— Будешь пить антибиотики и приходить ко мне на перевязки через день, — сказал в конце врач.
Мне наложили семь швов, повязка на полноги.
Когда мы дошли до кадки с пальмой у входа, повязка сползла. Вернулись, врач стал хохотать.
— Ржет он, — сказала Григорук в сердцах. — Пластырь налепить не может, пидораускас.
Плавать нельзя, в СПА нельзя, на танцы под пальмами — тоже нельзя. Лежу как бревно. Умолила Григорук уехать в Каир — там как раз Ахмад экскурсоводом. Она долго тянула волыну — не может же она бросить дитя, то есть меня. Зачем-то оставила мне флягу с текилой. Я полежала на пляже. Смотреть на купающихся было невыносимо. В номере убирали и посреди комнаты зачем-то стоял козляускас. Люду, говорит, ищу, она хотела у меня интервью взять. Я пожала плечами, папаша помялся и ушел.
Приехала Григорук, говорит:
— Та, большой город, все бегают, машины ездят — кошмар! Ходили в музей духов: вонючки! Экскурсия — не фонтан.
Про Ахмада ни слова. Прихорошилась, опять ушла. Я легла на кровать: и душа, и нога болели.
Розовая гора. Когда мне совсем плохо, я смотрю на розовую гору. Розовая гора не дает мне покоя. Это символ будущего. Когда я здесь все выпью, со всеми познакомлюсь, с кем суждено, перестану работать в редакциях и мне станет совсем все равно, что думают обо мне, машетарасовой, девушке с колонками и статьями, — я там поселюсь. Это, как вы понимаете, фантазия. Аллегория.
На розовой горе — как на луне — есть свои тайны. Почему там не строят? На горе нет ни дорог, ни людей. Она разрезана линиями, и в сумерках они то синеют, то становятся лиловыми. Иногда гора гаснет как выключенная лампа и сливается с мерцающим морем. Иногда наоборот — горит на солнце. Иногда она похожа на песочный торт, иногда — на кусок льда.
Я хочу убежать туда, чтобы ничего не решать.
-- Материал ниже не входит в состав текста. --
PR #267, opened 2019-03-28
travis: also test on Python 3

michamos:
This requires a new Docker image running Python 3. The simplest (but a
bit dirty) way to test on both Python 2 and Python 3 is to duplicate the
`docker-compose` YAMLs.

As the Python 3 tests currently fail, failure is allowed.


tests/Dockerfile.hepcrawl_py3
```diff
@@ -0,0 +1,11 @@
+FROM python:3-slim
+
+WORKDIR /usr/src/app
+
+RUN apt-get update \
+  && apt-get install --no-install-recommends -y build-essential \
+  && rm -rf /var/lib/apt/lists
+
+COPY . .
```
ammirate: Since you are copying everything, you might want to define a `.dockerignore` file avoiding copying tests and other useless files.

docker-compose.test.py3.yml
```diff
@@ -0,0 +1,201 @@
...
+    depends_on:
+      scrapyd:
+        condition: service_healthy
+      http-server.local:
+        condition: service_healthy
+
+  unit:
+    <<: *service_base
+    command: bash -c "py.test tests/unit -vv && make -C docs clean && make -C docs html && python setup.py sdist && ls dist/*"
+    links: []
```
ammirate: Is this needed?

docker-compose.test.py3.yml
```diff
@@ -0,0 +1,201 @@
...
+    depends_on:
+      celery:
+        condition: service_started
+    healthcheck:
+      timeout: 5s
+      interval: 5s
+      retries: 5
+      test:
+        - "CMD-SHELL"
+        - "curl http://localhost:6800/listprojects.json"
```
ammirate: Might be useful to check something in the response to be sure everything is ok.

ammirate: Eventually, also in other healtchecks :point_down:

Потому что он говорит: я не могу уйти оттуда, но и ты должна быть со мной. Это достижимо, говорит он. Достижимое это вязкое и противное, и жена все знает, и не против и даже хочет познакомиться, мы должны быть честными, мы интеллигентные люди, а она хорошая, тебе понравится, она — золотой фонд человечества.
Боже, боже, если я скажу, какую загадку решаю, Григорук, ну вы понимаете, что она скажет:
— Наденет на тебя чадру и халат с карманами — и с приветом, дуся!
Поэтому единственный мой собеседник — розовая гора.
У Григорук украли перстень. Она побежала на ресепшн, обозвала их грязными арабами, добежала до виллы миллионера, прорвалась через секьюрити и ему сказала все, что думает. По-русски. Но он понял. Ему тоже самое «Эстония», видимо, регулярно говорит. Теперь Григорук ходит по номеру и пьет виски прямо из горла. Самые приличные слова, вылетающие из нее: «какого хера!» и «суки неприятные». Черные волосы стоят дыбом, еще чуть-чуть, она и мне вломит — за то, что не уберегла. Ахмад стоит по ту сторону двери и ждет, чтобы идти с ней в полицию. Ахмад — молоток.
Они уехали в полицию, и я целый день буду одна.
Я снова пошла на соленое озеро. На место своего краха. Здесь красиво. Камни похожи на растрескавшиеся, в белой обсыпке, хлеба. Изящные эфы шезлонгов покачиваются на кромке воды. Посреди озера эта чертова скала и мостик. Когда ты вылезаешь на остров нормально (а не хреначишь ногой по коралловой породе), можно спокойно и тихо греться на камнях, осознав весь мир вокруг себя смыкающимся кольцом.
Григорук говорит, что мой случай с ногой — это психосоматика. Я думаю, что она думает, что это наказание. За то, что я хочу разбить семью.
Рядом на мелководье — мусульманская компания. Муж, жена, двое детей — мальчик лет пяти и девочка годков полутора. С ними то ли подруга, то ли нянька — в обычном европейском купальнике. Возможно, итальянка: раствор кожи бледней, чем у египтян, черты спокойней. Мусульманка в черном плавательном платье, вокруг запястьев и щиколоток — натянутая ткань. Когда выходит — отщелкивает пузыри от тела и похожа на белку-летягу. Плавать не умеет, зажимает нос прищепкой и бросается в воду.
Болтает с белой подругой по-арабски. Обе хохочут, радостные. Дети бросаются то к одной, то к другой женщине, вызывая у меня подозрения о структуре, так сказать, компании. Детей качают, тетешкают, обтирают — обе. Без разделения обязанностей. Все дети — арабские.